Dans la Vienne, trois chefs d’entreprise du bâtiment se sont donné la mort en 2016, dont le dernier il y a quelques jours seulement. En cause, la crise économique et ses ravages sur la santé des sociétés du secteur. L’heure est grave.
C’et un tabou difficile à lever dans un domaine d’activité très masculin et où la concurrence se révèle sans pitié. La détresse psychologique des dirigeants du bâtiment s’avère pourtant réelle. L’an passé, trois chefs d’entreprise se sont suicidés -le troisième pendant les fêtes-, provoquant une émotion vive mais contenue. Au-delà de ces cas forcément symboliques, de nombreux autres dirigeants sont « à bout ». « Dans le contexte économique que nous vivons, il ne faut pas s’étonner que nous soyons fatigués et que certains prennent des décisions irréversibles », alerte Cédric Murzeau, dirigeant de l’entreprise éponyme (25 salariés).

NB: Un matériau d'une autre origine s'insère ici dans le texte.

PR #226, opened 2017-10-27
Cashflow barchart report

jmarino:
Three small changes to the just merged new report cashflow-barcharct.scm

The first 2 simplify the code a little bit and the 3rd adds a new feature: the ability to control the display of money in, out or net independently.

### DIFF
--- a/gnucash/report/standard-reports/cashflow-barchart.scm
+++ b/gnucash/report/standard-reports/cashflow-barchart.scm
@@ -217,12 +217,12 @@
                (in-list '())
                (out-list '())
                (net-list '())
+               (total-in #f)
+               (total-out #f)
+               (total-net #f)
                (in-value-list #f)
                (out-value-list #f)
                (net-value-list #f)
-               (in-total-collector (gnc:make-commodity-collector))
-               (out-total-collector (gnc:make-commodity-collector))
-               (net-total-collector (gnc:make-commodity-collector))
                )
 
           ;; Helper function to convert currencies
@@ -236,6 +236,22 @@
             (gnc:sum-collector-commodity
              collector report-currency exchange-fn)
             )
+
+          ;; Add two or more gnc-monetary objects
+          (define (monetary+ a . blist)
+            (if (null? blist)
+                a
+                (let ((b (apply monetary+ blist)))
+                  (if (and (gnc:gnc-monetary? a) (gnc:gnc-monetary? b))
+                      (let ((same-currency? (gnc-commodity-equal (gnc:gnc-monetary-commodity a) (gnc:gnc-monetary-commodity b)))
+                            (amount (gnc-numeric-add (gnc:gnc-monetary-amount a) (gnc:gnc-monetary-amount b) GNC-DENOM-AUTO GNC-RND-ROUND)))
+                        (if same-currency?
+                            (gnc:make-gnc-monetary (gnc:gnc-monetary-commodity a) amount)
+                            (warn "incompatible currencies in monetary+: " a b)))
+                      (warn "wrong arguments for monetary+: " a b)))
+                )
+            )
+
           ;; Convert gnc:monetary to number (used to generate data for the chart)
           (define (monetary->double monetary)
             (gnc-numeric-to-double (gnc:gnc-monetary-amount monetary))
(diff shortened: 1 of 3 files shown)


jralls:
These changes break test-cashflow-barchart:
irectory: /Users/john/Development/Gnucash-Build/Gnucash-master-git/build/gnucas
h-git/gnucash/report/standard-reports/test
"test-cashflow-barchart" start time: Oct 28 14:17 PDT
Output:
Backtrace:
In ice-9/boot-9.scm:
 160: 11 [catch #t #<catch-closure 10f78f580> ...]
In unknown file:
   ?: 10 [apply-smob/1 #<catch-closure 10f78f580>]
In ice-9/boot-9.scm:
  66: 9 [call-with-prompt prompt0 ...]
In ice-9/eval.scm:
 432: 8 [eval # #]
In ice-9/boot-9.scm:
2404: 7 [save-module-excursion #<procedure 10f814a00 at ice-9/boot-9.scm:4051:3
()>]
4056: 6 [#<procedure 10f814a00 at ice-9/boot-9.scm:4051:3 ()>]
In /Users/john/Development/gtk-sources/gnucash-git/gnucash/report/standard-repor
ts/test/test-cashflow-barchart.scm:
  34: 5 [#<procedure 10f930180 ()>]
In ice-9/boot-9.scm:
3589: 4 [process-use-modules (((gnucash report stylesheets)))]
 705: 3 [map #<procedure 10f79cc80 at ice-9/boot-9.scm:3589:25 (mif-args)> ((#))
]
3590: 2 [#<procedure 10f79cc80 at ice-9/boot-9.scm:3589:25 (mif-args)> (#)]
2870: 1 [resolve-interface (gnucash report stylesheets) #:select ...]
In unknown file:
   ?: 0 [scm-error misc-error #f ...]

ERROR: In procedure scm-error:
ERROR: no code for module (gnucash report stylesheets)
<end of output>
Test time =   0.54 sec
Test Failed.
"test-cashflow-barchart" end time: Oct 28 14:17 PDT
"test-cashflow-barchart" time elapsed: 00:00:00

jmarino:
That's weird, I don't see that here. The error happens in test-cashflow-barchart.scm when it tries to load the stylesheets module and these 3 changes did not modify that file. Sometimes I've seen weird errors like this one that got fixed after a make clean ; make.

Is the loading of the stylesheets module done correctly?
```
(add-to-load-path "../../stylesheets/")
(use-modules (gnucash report stylesheets))
```
I don't really know if this is the proper way of doing it.

The module needs to be explicitly loaded in the test files to ensure that `gnc-monetary` values are rendered correctly. I believe this is not needed during normal operation because the stylesheets module is loaded from c code (in gnucash-bin.c).

jralls:
The problem seems to be on the cmake side, and I discovered that it fails after the earlier PR as well. 

Yes, (add-to-load-path "../../stylesheets") is the likely problem. I'd expect the path to be relative to cwd rather than the location of the source file.

jralls:
Hmm, but it passes on Travis. The failures are on both mac  and my Fedora 26 VM.

jmarino:
What about this patch, moving the load-path addition to the build system:
```
diff --git a/gnucash/report/standard-reports/test/CMakeLists.txt b/gnucash/report/standard-reports/test/CMakeLists.txt
index 7be4c9c67..77c6badd6 100644
--- a/gnucash/report/standard-reports/test/CMakeLists.txt
+++ b/gnucash/report/standard-reports/test/CMakeLists.txt
@@ -10,11 +10,13 @@ SET(scm_test_standard_reports_SOURCES
   test-generic-net-linechart.scm
 )
 
+SET(GUILE_LOAD_DIRS    libgnucash/app-utils libgnucash/engine libgnucash/core-utils libgnucash/gnc-module gnucash/gnome-utils gnucash/report/report-system libgnucash/scm gnucash/report/stylesheets)
+
 GNC_ADD_SCHEME_TARGETS(scm-test-standard-reports
   "${scm_test_standard_reports_SOURCES}"
   gnucash/report/standard-reports/test
   ""
-  ""
+  "${GUILE_LOAD_DIRS}"
   ""
   "scm-gnc-module;scm-test-report-system"
   FALSE
diff --git a/gnucash/report/standard-reports/test/Makefile.am b/gnucash/report/standard-reports/test/Makefile.am
index 2a4e80803..78ebd09b7 100644
--- a/gnucash/report/standard-reports/test/Makefile.am
+++ b/gnucash/report/standard-reports/test/Makefile.am
@@ -30,6 +30,7 @@ GNC_TEST_DEPS = \
   --guile-load-dir ${top_builddir}/gnucash/report/report-system/test \
   --guile-load-dir ${top_builddir}/gnucash/report/standard-reports \
   --guile-load-dir ${top_builddir}/gnucash/report/standard-reports/test \
+  --guile-load-dir ${top_builddir}/gnucash/report/stylesheets \
 \
   --library-dir    ${top_builddir}/gnucash/report/report-system \
   --library-dir    ${top_builddir}/libgnucash/core-utils \
diff --git a/gnucash/report/standard-reports/test/test-cashflow-barchart.scm b/gnucash/report/standard-reports/test/test-cashflow-barchart.scm
index e4f7dde65..eacbfe61d 100644
--- a/gnucash/report/standard-reports/test/test-cashflow-barchart.scm
+++ b/gnucash/report/standard-reports/test/test-cashflow-barchart.scm
@@ -30,7 +30,6 @@
 (use-modules (gnucash report report-system test test-extras))
 (use-modules (gnucash report standard-reports cashflow-barchart))
 
-(add-to-load-path "../../stylesheets/")
 (use-modules (gnucash report stylesheets))
 
 (use-modules (ice-9 format))
```

jralls:
That would actually work, but I bet it's not for the reason you think, and removing add-to-load-path would break the autotools build without some Makefile.am changes.

It turns out that the problem is that I usually call ninja check, relying on the test dependencies to get everything built. It doesn't build stylesheets.go, so the test fails. If I run ninja && ninja check the test passes. CMake builds put the build products in one place so the add-to-load-path dance is superfluous.

jmarino:
That explains why I couldn't make the test fail when building with cmake. 

Then the extra load-path is only needed when building with autotools (which is what I was using) and this patch should do the trick, right?
```
diff --git a/gnucash/report/standard-reports/test/Makefile.am b/gnucash/report/standard-reports/test/Makefile.am
index 2a4e80803..78ebd09b7 100644
--- a/gnucash/report/standard-reports/test/Makefile.am
+++ b/gnucash/report/standard-reports/test/Makefile.am
@@ -30,6 +30,7 @@ GNC_TEST_DEPS = \
   --guile-load-dir ${top_builddir}/gnucash/report/report-system/test \
   --guile-load-dir ${top_builddir}/gnucash/report/standard-reports \
   --guile-load-dir ${top_builddir}/gnucash/report/standard-reports/test \
+  --guile-load-dir ${top_builddir}/gnucash/report/stylesheets \
 \
   --library-dir    ${top_builddir}/gnucash/report/report-system \
   --library-dir    ${top_builddir}/libgnucash/core-utils \
diff --git a/gnucash/report/standard-reports/test/test-cashflow-barchart.scm b/gnucash/report/standard-reports/test/test-cashflow-barchart.scm
index e4f7dde65..eacbfe61d 100644
--- a/gnucash/report/standard-reports/test/test-cashflow-barchart.scm
+++ b/gnucash/report/standard-reports/test/test-cashflow-barchart.scm
@@ -30,7 +30,6 @@
 (use-modules (gnucash report report-system test test-extras))
 (use-modules (gnucash report standard-reports cashflow-barchart))
 
-(add-to-load-path "../../stylesheets/")
 (use-modules (gnucash report stylesheets))
 
 (use-modules (ice-9 format))
```

jralls:
Sorry, I stared right past the Makefile.am part of the patch. Yes, adding it there is better than calling add-to-load-path in test-cashflow-barchart.scm. Please also delete the line above add-to-load-path so that the gnucash modules are grouped together.

The cmake change isn't quite right as I said and while it would probably work with ninja it probably won't with cmake and make. The GNC_ADD_SCHEME_TEST function needs a way to set dependencies for its targets. I'll work on that a bit; meanwhile go ahead and push the autotools patch and I'll merge this PR.

jmarino:
Committed patch as requested.

jralls:
Thanks!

« L’année 2016 a été très violente, relève pour sa part Philippe Huet, secrétaire général de la FFB86, peut-être plus que 2014-2015. Quarante-cinq entreprises ont mis la clé sous la porte au premier semestre, avec cinq cents emplois perdus dans le même temps. » Les effectifs du bâtiment dans la Vienne sont passés de 8 500 salariés en 2008 à 6 000 l’année dernière. Face à cette hécatombe, les trésoreries sont exsangues et la détresse des petits patrons palpable. D’autant que certains préfèrent taire leurs difficultés -souvent de l’épuisement professionnel- et s’enfermer dans le silence. Y compris auprès de leurs familles. Une spirale destructrice. « La fameuse honte de l’échec typiquement française », estime Philippe Huet. Les listes de mises en redressement judiciaire ou de liquidations lui servent de baromètre. « A chaque fois, j’appelle le chef d’entreprise concerné pour savoir quelle aide nous pouvons lui apporter… »
« Des difficultés plurielles »
Au-delà d’un simple coup de fil, la FFB 86 a mis en place, à la rentrée 2014, une cellule d’écoute et d’accompagnement psychologique « bicéphale » (*). Le premier niveau, c’est Martine Dudit qui l’incarne. Ancienne formatrice et conseillère à l’ANPE, l’intéressée a également occupé un poste de DRH dans une entreprise du bâtiment. « Ce que je retiens des entretiens que j’ai pu réaliser (seize entrepreneurs, Ndlr), c’est l’extrême solitude dans laquelle vivent ces dirigeants. Maintenant, j’écoute leur histoire de manière globale, notamment leurs problèmes familiaux. Les difficultés sont plurielles. » Cette écoute active et confidentielle se déroule sur « trois à cinq » séances. « D’un rendez-vous à l’autre, je leur demande de mettre en place des choses. L’idée n’est pas de les porter mais bien de les accompagner. »
Second niveau : la création de groupes de soutien psychologique. Sous la conduite de Denis Robin et Sylvie Dieumegard, huit à dix chefs d’entreprise cherchent ensemble des solutions à leurs problématiques. « Et ça leur fait du bien, avoue Denis Robin, psychologue clinicien et formateur au Cnam. On ne se rend pas compte de ce qu’ils donnent pour leur entreprise et de la culpabilité qu’ils ressentent vis-à-vis de leurs salariés. » Hélas, certains passent sous les radars de la Fédé du bâtiment. Avec des drames humains en bout de course…
(*) Sur point-de-rupture.com, retrouvez les contacts de Martine Dudit (06 12 82 62 43) et de la FFB 86 (05 49 61 20 68). Ces deux lignes sont accessibles à n’importe quel chef d’entreprise du bâtiment. Les groupes de soutien psychologique sont également ouverts aux ressortissants de l’UIMM et du Medef.